В течение дня Степану никак не удавалось побыть с ней, она все время была то в окружении шумливой ребятни, то вместе с матерью и снохой. Поговорить им тоже ни разу не пришлось. Она лишь спросила его, вернувшись с ребятами из лавки, почему они называют ее уряж и что это такое. Степан объяснил, что так обращаются к снохе все родственники мужа, кто моложе ее.
В баню Степан ходил с отцом и взрослыми мальчишками. Он надеялся, что Ядвига туда не пойдет: она сроду не видела курной деревенской бани и никогда не мылась в таком многочисленном обществе. Но она пошла охотно, ее даже не пришлось уговаривать.
Женщины мылись до самого вечера. Степан даже успел немного соснуть. Его разбудила необычная суета в передней. Сюда внесли из задней избы большой семейный стол, придвинули к нему лавки, стали таскать еду. Марья на середину стола поставила бутылку водки, настоящей, казенной.
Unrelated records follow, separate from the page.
PR #2806, opened 2024-08-23
tests: use opensearch2

fenekku:
Use opensearch2


fenekku:
just experimental so closing

PR #2807, opened 2024-08-26
Deposit form: Provide props to overridable components

max-moser:
Some of the `<Overridable>` components have been using values that weren't passed as props.
This makes it hard to provide overrides for those components that are functionally the same.

For example, I am writing an override for the `InvenioAppRdm.Deposit.CardDepositStatusBox.container` for [`Invenio-Curations`](https://github.com/tu-graz-library/invenio-curations/) which adds a section for the curation review request.
Without passing the props, this override couldn't access the `props.permissions` which is used by the default component to enable/disable some buttons.

With the props being passed, I can use it as expected:
image

### DIFF
--- a/invenio_app_rdm/theme/assets/semantic-ui/js/invenio_app_rdm/deposit/RDMDepositForm.js
+++ b/invenio_app_rdm/theme/assets/semantic-ui/js/invenio_app_rdm/deposit/RDMDepositForm.js
@@ -128,7 +128,10 @@ export class RDMDepositForm extends Component {
           />
         </Overridable>
 
-        <Overridable id="InvenioAppRdm.Deposit.CommunityHeader.container">
+        <Overridable
+          id="InvenioAppRdm.Deposit.CommunityHeader.container"
+          record={record}
+        >
           {!this.hide_community_selection && (
             <CommunityHeader
               imagePlaceholderLink="/static/images/square-placeholder.png"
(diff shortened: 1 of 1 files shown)


invenio_app_rdm/theme/assets/semantic-ui/js/invenio_app_rdm/deposit/RDMDepositForm.js
```diff
@@ -641,6 +652,9 @@ export class RDMDepositForm extends Component {
                   <Overridable
                     id="InvenioAppRdm.Deposit.AccessRightField.container"
                     fieldPath="access"
+                    permissions={permissions}
+                    recordRestrictionGracePeriod={recordRestrictionGracePeriod}
+                    allowRecordRestriction={allowRecordRestriction}
```
fenekku, line 657: We'd need `record` here too if one were to override this one.

fenekku (approved):
Just one more props to pass. :+1:

invenio_app_rdm/theme/assets/semantic-ui/js/invenio_app_rdm/deposit/RDMDepositForm.js
max-moser: thanks, i missed that!

max-moser: props to you! :wink:

PR #2809, opened 2024-08-26
config: filter out robots and flag machines

slint:
- Depends on https://github.com/inveniosoftware/invenio-stats/pull/149 and https://github.com/inveniosoftware/invenio-rdm-records/pull/1803


alejandromumo (approved):
CI is failing, will be sorted when `invenio_stats` is released I believe

slint:
Apparently, the `is_machine` field was missing from the mapping for the record view events... I've added it in https://github.com/inveniosoftware/invenio-rdm-records/pull/1803, so when released this will start passing

anikachurilova (approved):

ptamarit (approved):

PR #2814, opened 2024-08-27
Upgrade script: Mint the new concept DOI for each upgraded record

max-moser:
Previously, the script would create a new concept DOI for each record but never actually mint them on DataCite.
The [`TaskOp` part from the PIDs service component](https://github.com/inveniosoftware/invenio-rdm-records/blob/master/invenio_rdm_records/services/components/pids.py#L204) was missing, which called the [`register_or_update_pid` task](https://github.com/inveniosoftware/invenio-rdm-records/blob/master/invenio_rdm_records/services/pids/tasks.py#L17).

### DIFF
--- a/invenio_app_rdm/upgrade_scripts/migrate_11_0_to_12_0.py
+++ b/invenio_app_rdm/upgrade_scripts/migrate_11_0_to_12_0.py
@@ -94,6 +94,12 @@ def execute_upgrade():
                     record.parent, pids
                 )
                 record.parent["pids"] = pids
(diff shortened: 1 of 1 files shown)


fenekku (approved):
That works. These network calls are going to be super slow for an instance like ours with our thousands of records, but I am moving to a tasked out upgrade anyway. At least this will do the right thing.

max-moser:
yeah, this is definitely going the "make it work first, then make it fast" route.

PR #2820, opened 2024-08-30
migration: account for deleted communities and draft concept DOI

fenekku:
- account for deleted Communities . Those don't have `"access"` raising an error.
- **[edit 2024-09-04]** second change : concept DOIs should only be minted for published records (`register_or_update` is called on publishing typically) and in the migration script it would have been called on drafts too. `register_or_update` already covers private/public record though which is great.

### DIFF
--- a/invenio_app_rdm/upgrade_scripts/migrate_11_0_to_12_0.py
+++ b/invenio_app_rdm/upgrade_scripts/migrate_11_0_to_12_0.py
@@ -59,10 +59,12 @@ def execute_upgrade():
     """
 
     def migrate_review_policy(community_record):
-        review_policy = community_record["access"].get(
+        if community_record.is_deleted:
+            return
+
+        community_record["access"].setdefault(
             "review_policy", ReviewPolicyEnum.CLOSED.value
         )
-        community_record["access"]["review_policy"] = review_policy
 
     def update_parent(record):
         """Update parent schema and parent communities for older records."""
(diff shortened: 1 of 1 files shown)


invenio_app_rdm/upgrade_scripts/migrate_11_0_to_12_0.py
```diff
@@ -59,10 +59,12 @@ def execute_upgrade():
     """
 
     def migrate_review_policy(community_record):
-        review_policy = community_record["access"].get(
+        if community_record.is_deleted:
+            return
+
+        community_record["access"].setdefault(
```
fenekku, line 65: just some prettification

invenio_app_rdm/upgrade_scripts/migrate_11_0_to_12_0.py
```diff
@@ -94,12 +96,17 @@ def update_parent(record):
...
                 record.parent["pids"] = pids
-                current_rdm_records.records_service.pids.register_or_update(
-                    id_=record["id"],
-                    identity=system_identity,
-                    scheme="doi",
-                    parent=True,
-                )
+                # Have to commit here otherwise register_or_update won't get
+                # the above data
+                record.parent.commit()
```
fenekku, line 101: In particular without that, records with external DOI will cause register_or_update below to fail since RDMRecord is fetched independently in that method and therefore doesn' provide the right provider(!).

max-moser (approved):
LGTM

Issue #2821, opened 2024-09-02
Bug on adding a record to a community


jrcastro2:
On adding a record to a community, we get an internal server error

PR #2822, opened 2024-09-02
modal: fix record adding to a community

jrcastro2:
* closes https://github.com/inveniosoftware/invenio-app-rdm/issues/2821


invenio_app_rdm/theme/assets/semantic-ui/js/invenio_app_rdm/landing_page/RecordCommunitySubmission/RecordCommunitySubmissionModal.js
```diff
@@ -79,7 +79,14 @@ export class RecordCommunitySubmissionModal extends Component {
           ],
         };
       }
-      const response = await http.post(recordCommunityEndpoint, data);
+      // When adding communities to a record, it should simple return the json representation of the response
+      // no nee to process the response with the schema serializer
```
alejandromumo, line 83:
```suggestion
      // no need to process the response with the schema serializer
```

alejandromumo (approved):
Minor comment. 

I checked that the only place where `data` is used is like `data.processed[0].request`. So this change should be OK (no need to serialize the response to anything more complex)

invenio_app_rdm/theme/assets/semantic-ui/js/invenio_app_rdm/landing_page/RecordCommunitySubmission/RecordCommunitySubmissionModal.js
```diff
@@ -79,7 +79,14 @@ export class RecordCommunitySubmissionModal extends Component {
...
+      const response = await http.post(recordCommunityEndpoint, data, {
+        headers: {
+          "Accept": "application/json",
```
zzacharo, line 86: Shouldn't this be the other way around and fix the endpoint to accept the `inveniordm.json+vnd`? @slint

jrcastro2: I am jumping in since I might have a bit more context. (However anyone is welcomed to comment!)

The endpoint currently accepts the `inveniordm.json+vnd` content type. However, it is part of a resource that utilizes a serializer with a schema expecting a standard community dictionary object. Since we are passing a custom dictionary structure instead, the schema validation fails when using our custom `Accept` header. As a result, we have decided to disable this header in both the backend and frontend for this endpoint.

— Вставай, сынок, отпразднуем ваш приезд. Свадьбу мы не видели и не знаем, как она прошла, хорошо или плохо. Ну да бог с вами, бывают свадьбы и без родителей, не в Москву же нас было тащить, — говорила она, хлопоча вокруг стола.
Степану опять стало не по себе от всей этой лживой истории с женитьбой, но что делать, приходится играть самим же выдуманную комедию.
Ядвига после бани была вся красная, как ягодка земляники. На ней было бледно-розовое платье, влажные волосы на голове завивались в колечки. Вся она светилась от внутреннего ожидания чего-то необыкновенного и радостного. Степан невольно засомневался: уж не специально ли она оказалась в доме родителей на положении его жены? Не подстроила ли все это умышленно? Но для чего? В одной постели с ним легко могла оказаться и в Москве, если бы захотела. Неужели есть какая-то особая прелесть в том, чтобы естественное чувство обставлять столь сложными и ненужными декорациями?
За столом Степан заметил, что отец тянется к водке куда больше прежнего. По первому ряду все выпили по полной. Рюмку заменяла обыкновенная стеклянная лампадка, какие зажигают перед образами. Ядвига тоже не отстала от других и, выпив, раскраснелась еще больше. Потом по второй, по третьей полностью пил один Дмитрий. Марья только поглядывала на него, но, не ограничивала, видимо, считаясь с обстановкой. И лишь когда Дмитрий налил себе четвертую лампадку и в бутылке уже больше не оставалось водки, она недовольно заметила:
— Можно подумать, что ты стараешься за всю родню, которая отсутствует здесь.
— Э-э-э, — протянул Дмитрий. — Нашу родню за один стол собрать не просто. Вся в Алтышеве, а Иван в Маньчжурии. Так что стараюсь за самого себя.
При упоминании о муже Вера для приличия всплакнула, а затем выпила протянутую свекром лампадку. На этом торжественный ужин завершился. Стол и скамейки убрали обратно в заднюю избу, Степан и Ядвига остались одни.